РАЗНИЦА МЕЖДУ РЕЗУЛЬТАТАМИ ДВУХ ОПРЕДЕЛЕНИЙ, ПРОВЕДЕННЫХ НА ОДНОЙ ОБРАЗЦЕ ОДНИМ АНАЛИТИКОМ, НЕ ДОЛЖНА ПРЕВЫШАТЬ:

- 2 МГ/КГ, В АБСОЛЮТНОМ ЗНАЧЕНИИ, ПРИ СОДЕРЖАНИИ ЦИНК-БАЦИТРАЦИНА ДО 10 МГ/КГ,

- 20 % ОТНОСЯТСЯ К НАИБОЛЬШЕМУ ЗНАЧЕНИЮ ДЛЯ СОДЕРЖАНИЯ ОТ 10 ДО 25 МГ/КГ,

- 5 МГ/КГ, В АБСОЛЮТНОМ ЗНАЧЕНИИ, ДЛЯ СОДЕРЖАНИЯ ОТ 25 ДО 50 МГ/КГ,

- 10 % ОТНОСЯТСЯ К НАИБОЛЬШЕМУ ЗНАЧЕНИЮ ДЛЯ СОДЕРЖАНИЯ СВЫШЕ 50 МГ/КГ.'

(1) 1 МГ ЦИНКОВОГО БАЦИТРАЦИНА КОРМОВОГО ПРОДУКТА ЭКВИВАЛЕНТНО 42 МЕЖДУНАРОДНЫМ ЕДИНИЦАМ (МЕ).
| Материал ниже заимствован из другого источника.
PR #256, opened 2015-01-08
Linter fixes

mcm69:


src/anm/animation/element.js
```diff
@@ -1211,11 +1245,12 @@ Element.prototype.removeModifier = function(modifier) {
     if (!this.__modifiers_hash[modifier.id]) throw new AnimationError('Modifier wasn\'t applied to this element');
     if (!modifier.__applied_to || !modifier.__applied_to[this.id]) throw new AnimationError(Errors.A.MODIFIER_NOT_ATTACHED);
     //if (this.__modifying) throw new AnimErr("Can't remove modifiers while modifying");
-    delete this.__modifiers_hash[modifier.id];
-    delete this.$modifiers[modifier.type].splice(modifier.__applied_to[this.id] - 1, 1); // delete by index
-    delete modifier.__applied_to[this.id];
+    utils.removeElement(this.__modifiers_hash, modifier.id);
```
shamansir: `removeElement` name correlates with DOMElement or Animatron Element, I thinks it's more like `disposeValue` or something.

src/anm/events.js
```diff
@@ -79,21 +79,20 @@ function provideEvents(subj, events) {
...
+    };
+
     for (var ei = 0, el = events.length; ei < el; ei++) {
-        _event = events[ei];
-        subj.prototype['e_'+_event] = (function(event) {
-            return function(evtobj) {
-                this.fire(event, evtobj);
-            };
-        })(_event);
+        subj.prototype['e_'+_event] = makeFireFunc(events[ei]);
```
shamansir: Where's `_event` value assigned here?

src/anm/events.js
```diff
@@ -79,21 +79,20 @@ function provideEvents(subj, events) {
         for (var evt in _hdls) {
             if (_hdls.hasOwnProperty(evt)) _hdls[evt] = [];
         }
-    }
+    };
     /* FIXME: call fire/e_-funcs only from inside of their providers, */
     /* TODO: wrap them with event objects */
-    var _event;
+    var makeFireFunc = function(event){
```
shamansir: I vote for spaces before the curly braces :)

src/anm/player.js
```diff
@@ -24,7 +24,7 @@ var C = require('./constants.js'),
     conf = require('./conf.js'),
     log = require('./log.js'),
     is = utils.is,
-    events = require('./events.js');
+    events = require('./events.js'),
```
shamansir: oh, here you are, bastard! :+1:

src/anm/events.js
mcm69: good catch, thanks

src/anm/resource_manager.js
```diff
@@ -168,13 +174,13 @@ ResourceManager.prototype.check = function() {
             if (errors[urls[u]]) error_count++;
```
shamansir: please move `u` definition from this loop in `var` block above it then, similarly to the cases before.

src/anm/utils.js
```diff
@@ -199,6 +197,13 @@ function fit_rects(pw, ph, aw, ah) {
     } else return [ 1, [ 0, 0, aw, ah ] ];
 }
 
+function removeElement(array, element) {
```
shamansir: Hmm, it wasn't the array operation at all. It was a method to [delete properties in the object](https://developer.mozilla.org/en-US/docs/Web/JavaScript/Reference/Operators/delete).

src/anm/render.js
```diff
@@ -67,14 +67,15 @@ function r_loop(ctx, player, anim, before, after, before_render, after_render) {
...
 }
+
 function r_at(time, dt, ctx, anim, width, height, zoom, rib_color, before, after) {
     ctx.save();
     var ratio = engine.PX_RATIO;
     if (ratio !== 1) ctx.scale(ratio, ratio);
-    var width = width | 0,
-        height = height | 0;
+    width = width | 0;
+    height = height | 0;
```
shamansir: Note to myself: some comment that this is a rounding and not defaulting here should be added.

src/anm/animation/element.js
shamansir: Second thought: `disposeValue` is also not a "true", I only do it to:

* some algorithms are based on property-check here and there, so if, for example, the modifier ID is not in modifiers hash _object_, modifier is treated as removed; I believe these algorithms will break in given case;
* break references so if user has no pointers to it, it won't take the memory;

src/anm/utils.js
mcm69: deleting properties is bad, don't you remember the JS objects presentation?

shamansir: I thought [it's quite ok](http://bonsaiden.github.io/JavaScript-Garden/#core.delete) for [your own objects with no prototype chains](http://perfectionkills.com/understanding-delete/). Anyway, as noted above, some algorithms based on it, so please at least change it to `object[prop] = null`;

shamansir: Ok, [I found why it's bad](http://www.smashingmagazine.com/2012/11/05/writing-fast-memory-efficient-javascript/), thank you, so yeah, `null`-ing is the proper way here (since we need to get `if (modifers[id])` fail to `false`).

shamansir:
Thank you!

(А) ДРУГИЕ МЕТОДЫ МОГУТ ИСПОЛЬЗОВАТЬСЯ, ПРИ УСЛОВИИ, ЧТО БЫЛО УСТАНОВЛЕНО, ЧТО ОНИ ДАЮТ ПОХОЖИЕ БАКТЕРИАЛЬНЫЕ СУСПЕНЗИИ.

(B) МОЖЕТ ИСПОЛЬЗОВАТЬСЯ ЛЮБАЯ КОММЕРЧЕСКАЯ КУЛЬТУРНАЯ СРЕДА ПОХОЖЕГО СОСТАВА, ДОСТУПНАЯ ТО ЖЕ РЕЗУЛЬТАТАМ.